L'uso dei moderni sequenziatori automatici per la determinazione della struttura primaria di proteine richiede tempi generalmente brevi, tuttavia c’è la sempre crescente necessità di ottenere risultati attendibili e verificabili nel minor tempo possibile. A tal fine sono stati disegnati tre diversi algoritmi che utilizzano dati di sequenza ottenuti da miscele di peptidi evitando, così, la purificazione ad omogeneità dei frammenti derivanti da digestioni proteolitiche. Inoltre, è stato anche proposto un altro algoritmo che determina la mappa di frammentazione di una proteina di sequenza nota in base all’agente idrolitico utilizzato. Quest’ultimo algoritmo è stato anche validato sperimentalmente verificando la presenza di alcune proteasi nell'intestino di un insetto parassita delle piante (Heliotis zea) e nei brodi di cultura di un fungo ligninolitico (Trametes trogii). Infine è stato anche messo a punto un programma che consente di localizzare i ponti disolfuro presenti nelle proteine utilizzando dati di spettrometria di massa delle miscele peptidiche derivanti dall'idrolisi della proteina nativa di interesse.

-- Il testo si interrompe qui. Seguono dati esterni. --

PR #262, opened 2026-04-20
fix(web): detect secure context for subtle crypto

### LINKED ISSUE #159: Better detection of when `window.crypto.subtle` works (detection of secure context)
The webcrypto API is only available in "secure contexts". We should detect when this isn't the case, make sure we throw `UnsupportedError` with a description error message, and ideally a link to some documentation about "secure contexts".

 * [Webcrypto API docs on mdn](https://developer.mozilla.org/en-US/docs/Web/API/Web_Crypto_API)
   * This says:
     > Secure context: This feature is available only in [secure contexts](https://developer.mozilla.org/en-US/docs/Web/Security/Secure_Contexts) (HTTPS), in some or all [supporting browsers](https://developer.mozilla.org/en-US/docs/Web/API/Web_Crypto_API#browser_compatibility).

 * [Secure Contexts on mdn](https://developer.mozilla.org/en-US/docs/Web/Security/Secure_Contexts)

We could potentially write up a note about this in the "compatibility notes" section in the `README.md`.

-------------

Also it'd be nice if we had some test cases for this. Those might have to be manual test cases, because `dart test` running in the browser will probably fake a secure context.

HamdaanAliQuatil:
closes #159

### DIFF
--- a/lib/src/crypto_subtle.dart
+++ b/lib/src/crypto_subtle.dart
@@ -64,7 +64,9 @@ extension type JSWindow(JSObject _) implements JSObject {
 extension type JSCrypto(JSObject _) implements JSObject {
   /// https://developer.mozilla.org/en-US/docs/Web/API/Crypto/subtle
   @JS('subtle')
-  external JSSubtleCrypto? get subtleOrNull;
+  external JSSubtleCrypto? get _subtleOrNull;
+
+  JSSubtleCrypto get subtle => _requireSubtleCrypto();
 
   /// https://developer.mozilla.org/en-US/docs/Web/API/Crypto/getRandomValues
   external JSTypedArray getRandomValues(JSTypedArray array);
@@ -75,8 +77,8 @@ const _webCryptoApiDocumentationUrl =
 const _secureContextsDocumentationUrl =
     'https://developer.mozilla.org/en-US/docs/Web/Security/Secure_Contexts';
 
-JSSubtleCrypto requireSubtleCrypto() {
-  final subtle = window.crypto.subtleOrNull;
+JSSubtleCrypto _requireSubtleCrypto() {
+  final subtle = window.crypto._subtleOrNull;
   if (subtle != null) {
     return subtle;
   }
@@ -423,7 +425,7 @@ Future<ByteBuffer> decrypt(
   JSCryptoKey key,
   Uint8List data,
 ) async {
-  final subtleCrypto = requireSubtleCrypto();
+  final subtleCrypto = window.crypto.subtle;
   final value = await subtleCrypto
       .decrypt(algorithm.toJS, key, data.toJS)
       .toDart;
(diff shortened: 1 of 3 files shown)


lib/src/crypto_subtle.dart
```diff
@@ -60,12 +63,38 @@ extension type JSWindow(JSObject _) implements JSObject {
 /// https://developer.mozilla.org/en-US/docs/Web/API/Crypto
 extension type JSCrypto(JSObject _) implements JSObject {
   /// https://developer.mozilla.org/en-US/docs/Web/API/Crypto/subtle
-  external JSSubtleCrypto get subtle;
+  @JS('subtle')
+  external JSSubtleCrypto? get subtleOrNull;
```
jonasfj:
```suggestion
  @JS('subtle')
  external JSSubtleCrypto? get _subtleOrNull;
  
  JSSubtleCrypto get subtle => requireSubtleCrypto();
```

Then we don't need to refactor the rest of the code.

We can even make `_requireSubtleCrypto` a private function, or inline it inside the `subtle` getter.

jonasfj (approved):
Minor improvement, but let's consider putting the logic into the `subtle` getter

lib/src/crypto_subtle.dart
HamdaanAliQuatil: Makes sense. This is a good design. I'll move the logic behind `crypto.subtle` and keep the nullable raw getter private, so callers can keep using `window.crypto.subtle` normally.

HamdaanAliQuatil:
Added targeted coverage for the new `crypto.subtle` error paths.

The getter design stays the same; I extracted the branch selection into a testable helper and added tests for the two negative cases. Coveralls increased by 0.02%.

test/crypto_subtle_test.dart
```diff
@@ -150,9 +194,11 @@ void main() {
   });
 
   group('crypto.subtle', () {
+    final cryptoSubtle = subtle.window.crypto.subtle;
+
     test('generateCryptoKey: success', () async {
       expect(
-        await subtle.window.crypto.subtle
+        await cryptoSubtle
```
jonasfj: if we want to make this change, do it in a different PR

HamdaanAliQuatil:
Makes sense. That alias is unrelated cleanup, so I dropped it from this PR and kept this one focused on the secure-context change.

jonasfj (approved):

lib/src/crypto_subtle.dart
```diff
@@ -60,12 +63,44 @@ extension type JSWindow(JSObject _) implements JSObject {
...
   external JSTypedArray getRandomValues(JSTypedArray array);
 }
 
+const _webCryptoApiDocumentationUrl =
+    'https://developer.mozilla.org/en-US/docs/Web/API/Web_Crypto_API';
+const _secureContextsDocumentationUrl =
+    'https://developer.mozilla.org/en-US/docs/Web/Security/Secure_Contexts';
+
+@visibleForTesting
+JSSubtleCrypto requireSubtleCrypto(
```
jonasfj, line 82: For the record, I'd be okay not testing this.

jonasfj: filed: https://github.com/google/webcrypto.dart/issues/263

I'm sure we have other things like this too.

PR #3, opened 2020-10-05
DBZ-2611 Provide separate project version for releases

jpechane:
https://issues.redhat.com/browse/DBZ-2611

### DIFF
--- a/pom.xml
+++ b/pom.xml
@@ -11,6 +11,7 @@
 
     <modelVersion>4.0.0</modelVersion>
     <artifactId>debezium-connector-vitess</artifactId>
+    <version>1.4.0-SNAPSHOT</version>
     <name>Debezium Connector for Vitess</name>
     <packaging>jar</packaging>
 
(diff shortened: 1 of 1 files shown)


pom.xml
```diff
@@ -36,6 +37,53 @@
         <vitess.vtctld.grpc.port>15999</vitess.vtctld.grpc.port>
     </properties>
 
+    <dependencyManagement>
```
keweishang, line 40: The `debezium-parent` module has already `dependencyManagement`, is it a convention to redo the same thing here?

pom.xml
```diff
@@ -36,6 +37,53 @@
...
+        <dependencies>
+            <!-- Debezium artifacts -->
+            <dependency>
+                <groupId>io.debezium</groupId>
+                <artifactId>debezium-connector-vitess</artifactId>
```
keweishang, line 45: What is the reason to add `debezium-connector-vitess` dependency in `dependencyManagement`?

pom.xml
```diff
@@ -36,6 +37,53 @@
...
+                <version>${project.version}</version>
+            </dependency>
+            <dependency>
+                <groupId>io.debezium</groupId>
+                <artifactId>debezium-connector-mysql</artifactId>
```
keweishang, line 50: We don't need `debezium-connector-mysql` dependency.

pom.xml
```diff
@@ -36,6 +37,53 @@
...
+                <version>${project.version}</version>
+            </dependency>
+            <dependency>
+                <groupId>io.debezium</groupId>
+                <artifactId>debezium-core</artifactId>
+                <version>${version.debezium}</version>
+            </dependency>
+            <dependency>
+                <groupId>io.debezium</groupId>
+                <artifactId>debezium-ddl-parser</artifactId>
```
keweishang, line 60: No need for `debezium-ddl-parser`.

jpechane:
@keweishang Thanks for the review, I reduced the unnecessary dependencies.
The need for dependency management is due to release process. Mven release plugin requires the module to be of `-SNAPHSOT` version but if we don't add the plugin management it will mena that Debezium dependencies will be in `-SNAPSHOT` version which is also disallowed. So we change the parent version to for example `1.4.0.Final`, the module version is 1.4.0-SNAPSHOT and the Debezium dependencies are overridden in dependency management to be of the parent one - the final.

keweishang:
@jpechane Thanks for the explanation of the reason of using dependency management. It is for being aligned with maven release plug-in's behavior, I see.

keweishang (approved):

pom.xml
gunnarmorling: @jpechane, good point, I don't think we need those repeated here?

jpechane: @gunnarmorling Explained in https://github.com/debezium/debezium-connector-vitess/pull/3#issuecomment-703583814

gunnarmorling: Ah, I see. Warrants a comment there in the _pom.xml_. I'll add it and merge. Thx!

PR #4, opened 2020-10-05
DBZ-2618 Exclude build-time-only jars

keweishang:


jpechane:
@keweishang Hi, I think it would be better to use the original assembly and change the dependency scopy in dependency management like
```
<dependencyManagement>
            <dependency>
                <groupId>com.google.code.findbugs</groupId>
                <artifactId>jsr305</artifactId>
                <scope>test</scope>
            </dependency>
...
```
I think this better express the role of dependency in rpoejct and is automatically excluded from assembly too.

gunnarmorling:
Thanks, LGTM. @keweishang, just to be sure, those dependencies don't show up in the resulting archive any longer that way, correct?

gunnarmorling:
@keweishang, could you please always add the link to the Jira issue to a PR (I just did it for this one)? Makes it a tad easier to navigate. Thanks!

gunnarmorling:
Ok, can confirm they are not part of the archive any longer. Thanks all!

keweishang:
@gunnarmorling thanks for adding the link to the Jira issue to this PR. I'll follow this convention for the following PRs 👍 
Yes, I also confirm that the excluded jars are not part of the final archive.

PR #5, opened 2020-10-13
DBZ-2635 Add multiple shardgtids in vgtid

keweishang:
https://issues.redhat.com/browse/DBZ-2635

- One connector instance should be able to subscribe to all shards in a keyspace, it is a prerequisite for supporting vitess reshard operation
- Vitess reshard should not produce duplicated data, nor should data be lost
- When subscribing to a VGTID that contains multiple shard GTIDs, it is indeterministic which shard's events we receive first. So to guarantee at-least-once delivery, when restarting the connector, we restart from the previous VGTID and don't skip events. One exception is when all events from the current VGTID is processed and sent to Kafka, in such case, when restarting the connector, we can restart from the current VGTID.
- In addition to the existing unsharded keyspace, add a multi-shards keyspace to Vitess docker container
- Add integration test for multi-shards keyspace.


keweishang:
@gunnarmorling I don't have the permission to assign the PR review to anyone. Would it be possible for me to have this permission? Thanks.

jpechane:
@keweishang Gunnar is out this week and I don't have the required privileges. When he'll come back we will tune the access right s for this repo

jpechane:
@keweishang Thanks a lot, should be out tomorrow in first 1.4 alpha

gunnarmorling:
> @gunnarmorling I don't have the permission to assign the PR review to anyone. Would it be possible for me to have this permission? Thanks.

Doh, this was an oversight on my end. This should work now, you also can commit to this repo and e.g. merge PRs by someone else. Please let me know if there's still issues.

PR #6, opened 2020-11-11
DBZ-2749 Upgrade vitess docker image to use vitess v8.0.0 GA

keweishang:
https://issues.redhat.com/browse/DBZ-2749

### DIFF
--- a/src/test/java/io/debezium/connector/vitess/VitessConnectorIT.java
+++ b/src/test/java/io/debezium/connector/vitess/VitessConnectorIT.java
@@ -133,9 +133,9 @@ public class VitessConnectorIT extends AbstractVitessConnectorTest {
 
         // apply DDL
         TestHelper.execute("ALTER TABLE numeric_table ADD foo INT default 10;");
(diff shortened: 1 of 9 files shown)


src/test/java/io/debezium/connector/vitess/VitessConnectorIT.java
```diff
@@ -134,8 +134,9 @@ public void shouldOffsetIncrementAfterDDL() throws Exception {
         // apply DDL
         TestHelper.execute("ALTER TABLE numeric_table ADD foo INT default 10;");
         // applying DDL for Vitess version v7.0.1 emits 3 gRPC responses: (VGTID, DDL), (BEGIN, VERSION), (VGTID, COMMIT)
```
rgibaiev, line 136: Shall we remove this comment then?

rgibaiev (approved):

src/test/java/io/debezium/connector/vitess/VitessConnectorIT.java
keweishang: I was hesitating. But I think you're right, no need for this comment. Removed.

PR #7, opened 2020-11-16
DBZ-2578 Add support for using Vitess primary key as Kafka message key.

keweishang:
https://issues.redhat.com/browse/DBZ-2578

A Vitess table's primary key will be used as the Kafka message key, or the unique key if the table does not have a primary key.

We will not support multi-column keys because the `flags` provided by VStream doesn't have sufficient information for multi-column keys.

### DIFF
--- a/src/main/java/io/debezium/connector/vitess/connection/ColumnMetaData.java
+++ b/src/main/java/io/debezium/connector/vitess/connection/ColumnMetaData.java
@@ -17,13 +17,13 @@ import io.debezium.relational.Table;
 public class ColumnMetaData {
     private final String columnName;
     private final VitessType vitessType;
-    private final boolean key;
     private final boolean optional;
+    private final KeyMetaData keyMetaData;
 
-    public ColumnMetaData(String columnName, VitessType vitessType, boolean key, boolean optional) {
+    public ColumnMetaData(String columnName, VitessType vitessType, boolean optional, KeyMetaData keyMetaData) {
         this.columnName = columnName;
         this.vitessType = vitessType;
-        this.key = key;
+        this.keyMetaData = keyMetaData;
         this.optional = optional;
     }
 
@@ -35,11 +35,11 @@ public class ColumnMetaData {
         return vitessType;
     }
 
-    public boolean isKey() {
-        return key;
-    }
-
     public boolean isOptional() {
         return optional;
+    }
+
+    public KeyMetaData getKeyMetaData() {
+        return keyMetaData;
     }
 }
--- a/src/main/java/io/debezium/connector/vitess/connection/KeyMetaData.java
+++ b/src/main/java/io/debezium/connector/vitess/connection/KeyMetaData.java
@@ -1,0 +1,25 @@
+/*
+ * Copyright Debezium Authors.
+ *
+ * Licensed under the Apache Software License version 2.0, available at http://www.apache.org/licenses/LICENSE-2.0
+ */
+package io.debezium.connector.vitess.connection;
+
+/**
+ * If a column is part of the primary key (including multi-column primary key),
+ * or a column is a single-column unique key
+ */
+public enum KeyMetaData {
+    /**
+     * The column is part of the primary key (including multi-column primary key)
+     */
+    IS_KEY,
+    /**
+     * The column is single-column unique key
+     */
+    IS_UNIQUE_KEY,
+    /**
+     * The column is not part of any key, or the column is part of multi-column unique key
+     */
+    NONE
+}
--- a/src/main/java/io/debezium/connector/vitess/connection/VStreamOutputMessageDecoder.java
+++ b/src/main/java/io/debezium/connector/vitess/connection/VStreamOutputMessageDecoder.java
@@ -10,6 +10,7 @@ import static io.debezium.connector.vitess.connection.ReplicationMessage.Column;
 import java.sql.Types;
 import java.time.Instant;
 import java.util.ArrayList;
+import java.util.Collections;
 import java.util.List;
 import java.util.Optional;
 
@@ -22,6 +23,7 @@ import io.debezium.connector.vitess.VitessType;
 import io.debezium.connector.vitess.connection.ReplicationMessage.Operation;
 import io.debezium.relational.ColumnEditor;
 import io.debezium.relational.Table;
+import io.debezium.relational.TableEditor;
 import io.debezium.relational.TableId;
 import io.vitess.proto.Query.Field;
 import io.vitess.proto.Query.Row;
@@ -30,6 +32,10 @@ import binlogdata.Binlogdata;
 
 public class VStreamOutputMessageDecoder implements MessageDecoder {
     private static final Logger LOGGER = LoggerFactory.getLogger(VStreamOutputMessageDecoder.class);
+
+    // See all flags: https://dev.mysql.com/doc/dev/mysql-server/8.0.12/group__group__cs__column__definition__flags.html
+    private static final int PRI_KEY_FLAG = 1 << 1;
+    private static final int UNIQUE_KEY_FLAG = 1 << 2;
 
     private Instant commitTimestamp;
     private String transactionId = null;
@@ -321,11 +327,17 @@ public class VStreamOutputMessageDecoder implements MessageDecoder {
                     if (vitessType.getJdbcId() == Types.OTHER) {
                         LOGGER.error("Cannot resolve JDBC type from vstream type {}", columnType);
                     }
-                    // TODO: Vitess community has recently added pk flag
-                    boolean key = false;
+
+                    KeyMetaData keyMetaData = KeyMetaData.NONE;
+                    if ((field.getFlags() & PRI_KEY_FLAG) != 0) {
+                        keyMetaData = KeyMetaData.IS_KEY;
+                    }
+                    else if ((field.getFlags() & UNIQUE_KEY_FLAG) != 0) {
+                        keyMetaData = KeyMetaData.IS_UNIQUE_KEY;
+                    }
                     boolean optional = true;
 
-                    columns.add(new ColumnMetaData(columnName, vitessType, key, optional));
+                    columns.add(new ColumnMetaData(columnName, vitessType, optional, keyMetaData));
                 }
 
                 Table table = resolveTable(schemaName, tableName, columns);
@@ -335,6 +347,8 @@ public class VStreamOutputMessageDecoder implements MessageDecoder {
     }
 
     private Table resolveTable(String schemaName, String tableName, List<ColumnMetaData> columns) {
+        List<String> pkColumnNames = new ArrayList<>();
+        String uniqueKeyColumnName = null;
         List<io.debezium.relational.Column> cols = new ArrayList<>(columns.size());
         for (ColumnMetaData columnMetaData : columns) {
             ColumnEditor editor = io.debezium.relational.Column.editor()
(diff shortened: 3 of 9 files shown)


src/main/java/io/debezium/connector/vitess/connection/ColumnMetaData.java
```diff
@@ -17,14 +17,19 @@
 public class ColumnMetaData {
     private final String columnName;
     private final VitessType vitessType;
-    private final boolean key;
     private final boolean optional;
+    // key and uniqueKey cannot both be true as the same time.
```
rgibaiev, line 21: // key and uniqueKey. Cannot both be true as the same time.

src/main/java/io/debezium/connector/vitess/connection/ColumnMetaData.java
```diff
@@ -17,14 +17,19 @@
...
+    // If a column is part of the primary key, key is true.
+    // If a column is an unique key (NOT multi-column unique key), uniqueKey is true.
```
rgibaiev, line 23: is a unique key

src/main/java/io/debezium/connector/vitess/connection/VStreamOutputMessageDecoder.java
```diff
@@ -335,15 +342,37 @@ private void handleFieldMessage(Binlogdata.VEvent vEvent) {
     }
 
     private Table resolveTable(String schemaName, String tableName, List<ColumnMetaData> columns) {
+        List<String> pkColumnNames = new ArrayList<>();
+        String uniqueColumnName = null;
```
rgibaiev, line 346: Let's maybe rename it to uniqueKeyColumnName ?

rgibaiev (approved):
Looks good. Left few minor comments though

src/main/java/io/debezium/connector/vitess/connection/ColumnMetaData.java
keweishang: fixed

src/main/java/io/debezium/connector/vitess/connection/VStreamOutputMessageDecoder.java
keweishang: fixed

src/main/java/io/debezium/connector/vitess/connection/ColumnMetaData.java
keweishang: fixed

src/main/java/io/debezium/connector/vitess/connection/ColumnMetaData.java
```diff
@@ -17,14 +17,19 @@
 public class ColumnMetaData {
     private final String columnName;
     private final VitessType vitessType;
-    private final boolean key;
     private final boolean optional;
+    // key and uniqueKey. Cannot both be true as the same time.
```
gunnarmorling, line 21: Given it cannot be both at the same time, I'd suggest to use an enum for this:

```
public enum KeyMetaData { IS_KEY, IS_UNIQUE, NONE }
```

src/main/java/io/debezium/connector/vitess/connection/VStreamOutputMessageDecoder.java
```diff
@@ -322,10 +328,11 @@ private void handleFieldMessage(Binlogdata.VEvent vEvent) {
                         LOGGER.error("Cannot resolve JDBC type from vstream type {}", columnType);
                     }
                     // TODO: Vitess community has recently added pk flag
```
gunnarmorling, line 330: Is this TODO comment still relevant?

src/test/java/io/debezium/connector/vitess/VitessConnectorIT.java
```diff
@@ -333,23 +376,28 @@ private void waitForStreamingRunning() throws InterruptedException {
...
+        return assertInsert(statement, expectedSchemaAndValuesByColumn, TestHelper.TEST_UNSHARDED_KEYSPACE, pkField, false);
     }
 
     private SourceRecord assertInsert(
                                       String statement,
                                       List<SchemaAndValueField> expectedSchemaAndValuesByColumn,
-                                      String database) {
+                                      String database,
+                                      String pkField,
+                                      boolean isMultiShardeds) {
```
gunnarmorling, line 389: Should be "isMultiSharded"? Also worth a comment what it is.

src/test/java/io/debezium/connector/vitess/VitessVerifyRecord.java
```diff
@@ -0,0 +1,41 @@
...
+ */
+public class VitessVerifyRecord extends VerifyRecord {
+
+    /**
+     * Verify that the given {@link SourceRecord} is an INSERT record, and that the key exists.
+     *
+     * @param record the source record; may not be null
+     * @param pkField the single field defining the primary key of the struct; may not be null
+     */
+    public static void isValidInsert(SourceRecord record, String pkField) {
```
gunnarmorling, line 26: Interesting, why can't we use the one from the super class that expects the key value?

src/main/java/io/debezium/connector/vitess/connection/VStreamOutputMessageDecoder.java
```diff
@@ -322,10 +328,11 @@ private void handleFieldMessage(Binlogdata.VEvent vEvent) {
...
-                    boolean key = false;
+                    boolean key = (field.getFlags() & PRI_KEY_FLAG) != 0;
```
gunnarmorling, line 331: I'm wondering how that matches with what you say about flag not exposing enough info for multi-column PKs, given that this flag is obtained from the field?

src/main/java/io/debezium/connector/vitess/connection/VStreamOutputMessageDecoder.java
```diff
@@ -335,15 +342,37 @@ private void handleFieldMessage(Binlogdata.VEvent vEvent) {
     }
 
     private Table resolveTable(String schemaName, String tableName, List<ColumnMetaData> columns) {
+        List<String> pkColumnNames = new ArrayList<>();
```
gunnarmorling, line 345: Also here it seems you prepare for multi-column PKs?

gunnarmorling (commented):
Thanks a lot, @keweishang. A few comments inline, mostly to clarify whether it does support multi-column PKs or not. If it does not indeed, mention of this in the docs PR would be good. Thanks!

src/test/java/io/debezium/connector/vitess/VitessConnectorIT.java
keweishang: I renamed the function parameter to `hasMultipleShards` and added comments 👍

src/main/java/io/debezium/connector/vitess/connection/VStreamOutputMessageDecoder.java
keweishang: We do support multi-column PKs, we also support single-column unique key, however, we don't support multi-column unique key. For example:

```
// Kafka message key = id + int_col
DROP TABLE IF EXISTS comp_pk_table;
CREATE TABLE comp_pk_table
(
    id             BIGINT NOT NULL,
    int_col        INT,
    int_col2        INT,
    PRIMARY KEY (id, int_col)
);

// Kafka message key = int_col3
DROP TABLE IF EXISTS no_pk_multi_comp_unique_keys_table;
CREATE TABLE no_pk_multi_comp_unique_keys_table
(
    id             BIGINT NOT NULL,
    int_col        INT,
    int_col2       INT,
    int_col3       INT,
    int_col4       INT,
    int_col5       INT,
    UNIQUE KEY unique_col_1_2 (int_col, int_col2),
    UNIQUE KEY unique_col_3 (int_col3),
    UNIQUE KEY unique_col_4_5 (int_col4, int_col5)
);
```

keweishang: I just added an integration test case for multi-column PK.

src/main/java/io/debezium/connector/vitess/connection/VStreamOutputMessageDecoder.java
keweishang: Actually, multi-column PKs are supported, single-column unique keys are also supported. Only multi-column unique keys are not supported. The following are some examples of the column [flag](https://dev.mysql.com/doc/dev/mysql-server/8.0.12/group__group__cs__column__definition__flags.html) provided by Vitess:

If a table has a single-column PK, the pk column's flag value in binary format is: `0010`.

If a table has multi-column PK, all columns of the PK has the same flag value in binary format: `0010`.

All single-column unique keys have the same flag value in binary format: `0100`.

The first column in a multi-column unique key has the flag value in binary format: `1000`. The second (and 3rd, etc) column in a multi-column unique key has the flag value in binary format: `0000`. For example:
```
DROP TABLE IF EXISTS t;
CREATE TABLE t
(
    id             BIGINT NOT NULL,
    int_col        INT,
    int_col2       INT,
    int_col3       INT,
    int_col4       INT,
    UNIQUE KEY unique_col_1_2 (int_col, int_col2),
    UNIQUE KEY unique_col_3_4 (int_col3, int_col4)
);
```
`int_col` has flag value `1000`, `int_col2` has flag value `0000`, `int_col3` has flag value `1000`, `int_col4` has flag value `0000`. So there's no easy way to create the Kafka message key from multi-column unique keys.

keweishang: I've just refactored this part by using an enum, hopefully, it is a bit more clear now.

keweishang:
Hi @gunnarmorling, I've answered the inline comments and confirmed that we do support multi-column PKs. I've also updated the [Debezium Documentation PR](https://github.com/debezium/debezium/pull/1955) to highlight that only single-column unique keys are supported, and multi-column unique keys are not supported.

src/main/java/io/debezium/connector/vitess/connection/KeyMetaData.java
```diff
@@ -0,0 +1,19 @@
...
+ * Licensed under the Apache Software License version 2.0, available at http://www.apache.org/licenses/LICENSE-2.0
+ */
+package io.debezium.connector.vitess.connection;
+
+/**
+ * If a column is part of the primary key (including multi-column primary key),
+ * or a column is a single-column unique key
+ */
+public enum KeyMetaData {
+    // The column is part of the primary key (including multi-column primary key)
```
gunnarmorling, line 13: Small nit: Could you use the JavaDoc style:

```
/**
  * The column is part of the primary key (including multi-column primary key)
  */
```

That way, the comment will be properly rendered e.g. when hovering over the enum member name in an IDE.

src/main/java/io/debezium/connector/vitess/connection/VStreamOutputMessageDecoder.java
gunnarmorling: Gotcha, thx.

src/test/java/io/debezium/connector/vitess/VitessConnectorIT.java
```diff
@@ -290,22 +290,101 @@ public void shouldUsePrevVgtidAsOffsetWhenNoVgtidInGrpcResponse() throws Excepti
...
 
-        SourceRecord record = assertRecordInserted(topicNameFromInsertStmt(INSERT_NUMERIC_TYPES_STMT, TestHelper.TEST_SHARDED_KEYSPACE));
-        // verify the offset has multiple shard gtids
-        assertRecordOffset(record, RecordOffset.fromSourceInfo(record), true);
+        stopConnector();
+        assertConnectorNotRunning();
+    }
+
+    @Test
+    public void shouldUseMultiColumnPkAsRecordKey() throws Exception {
```
gunnarmorling, line 309: Could you add the `@FixFor` annotation?

src/test/java/io/debezium/connector/vitess/VitessVerifyRecord.java
gunnarmorling: Ok, makes sense. Thx.

gunnarmorling:
@keweishang, some more minor comments. Other than that, it's good to go for me. Feel free to merge yourself (or @rgibaiev) once those are addressed. Just ping me and I'll merge the docs PR in core, too. Thanks!

src/main/java/io/debezium/connector/vitess/connection/KeyMetaData.java
keweishang: Thanks. I didn't know about that. Fixed

src/test/java/io/debezium/connector/vitess/VitessConnectorIT.java
keweishang: That's a good suggestion! `@FixFor` added to all the test cases in this PR. I'll remember to do it systematically :)

keweishang:
@gunnarmorling thanks for the comments. I've addressed them and merged this PR. Feel free to merge the docs PR: https://github.com/debezium/debezium/pull/1955 Thanks!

Altre tematiche (Lavori 14, 23, 29, 36, 49 dell'elenco Pubblicazioni in forma estesa)

Durante il corso della sua carriera scientifica la sottoscritta ha avuto modo di collaborare con altri gruppi di ricerca interessati alla caratterizzazione strutturale e funzionale di proteine di particolare importanza.
In particolare, sono stati effettuati degli studi:
1.    sulla proteina CH21, proteina embrionale di pollo regolata durante lo sviluppo che é coinvolta nel controllo del differenziamento cellulare;
2.    sulla catalasi da Bacillus subtilis che svolge un ruolo protettivo contro stress ossidativi;
3.    sulle laccasi di Trametes trogii che sono molto utili per la comprensione dei meccanismi che i funghi usano per degradare polimeri naturali usati come nutrienti;
4.    sulla proteina SV-4 secreta dall’epitelio delle vescicole seminali di ratto. Questa proteina è particolarmente interessante per le sue molteplici caratteristiche funzionali; essa è, infatti, dotata di attività immunomodulatoria, anti-infiammatoria e procoagulante.